ChandraAddala commented 7 years ago

"No points rollup for locator xxxx" This just means that when it tried to rollup a locator, that locator does not have any data points in metrics_full for that slot. For 5m granularity, slot is a 5min interval that corresponds to the slot number which was scheduled for rollup.

Why is it being rolled up when it has no data? The way this works is, we configure a rollup node with shard numbers(0-127) the rollup node is supposed to process. ScheduleContext schedules slots for rollup for the configured shards.

Lets say it schedules slot=0 for shard=5 for 5m granularity(from metrics_state table). So in LocatorFetchRunnable, it grabs all the locators corresponding to shard=5, from metrics_locator table and then for each locator it rollups data corresponding to slot=0(which would be for 5min since we are doing 5m granularity). Some of these locators might not have data points in which case you see the log statement ("No points rollup for locator xxxx"). If there is no incoming data on a particular locator, the locator gets TTL'd out after 7 days from metrics_locator table and it will be stopped from being rolled up.
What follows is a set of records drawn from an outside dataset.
PR #1757, opened 2025-10-31
Optionally allow basic auth fallback for chapter page endpoint

schroda:
Requesting a chapter page while having a non basic auth mode (e.g. ui login) enabled caused the basic auth prompt.
However, this is only supposed to be happen for opds


Syer10:
Add the parameter here https://github.com/Suwayomi/Suwayomi-Server/blob/c9575449da69211ea3511827c37197e09d968694/server/src/main/kotlin/suwayomi/tachidesk/opds/impl/OpdsEntryBuilder.kt#L367-L368

Syer10 (approved):

PR #1758, opened 2025-11-01
Fix/remove koreader-sync credentials from server config

schroda:


Syer10:
We need a migration in https://github.com/Suwayomi/Suwayomi-Server/blob/master/server/src/main/kotlin/suwayomi/tachidesk/server/Migration.kt for this I think

Syer10 (approved):

PR #1759, opened 2025-11-01
Prevent running webui auto update in parallel to the setup

schroda:


server/src/main/kotlin/suwayomi/tachidesk/server/util/WebInterfaceManager.kt
```diff
@@ -239,6 +242,10 @@ object WebInterfaceManager {
     private fun scheduleWebUIUpdateCheck() {
         HAScheduler.descheduleCron(currentUpdateTaskId)
 
+        if (!isSetupComplete) {
+            return
+        }
+
```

42701618 commented 7 years ago

@ChandraAddala
I found one reason that the value which is *.metrics.com.rackspacecloud.blueflood.service.RollupService.Rejected-Slot-Checks.m1_rate is greater than 0(about 0.02)

ChandraAddala commented 7 years ago

I am not following you. Can you pls elaborate?

42701618 commented 7 years ago

The data of metric_5m is delaying when rollup in my blueflood server,then I found one reason that the value of "*.metrics.com.rackspacecloud.blueflood.service.RollupService.Rejected-Slot-Checks.m1_rate" is greater than 0(about 0.02).

In code ,if the value is greater than 0, that is to say // puts it back at the top of the list of scheduled slots. When this happens it means that // there is too much rollup work to do. if the CPU cores are not tapped out, it means you don't // have enough threads allocated to processing rollups or slot checks.

ChandraAddala commented 7 years ago

If there are too many slots to rollup(usually happens when there are lot of delayed metrics), it rejects them, the slots will be rejected. But there is nothing to worry about them. They will be picked up again later in the next run.

How many is too many? Its controlled by MAX_LOCATOR_FETCH_THREADS.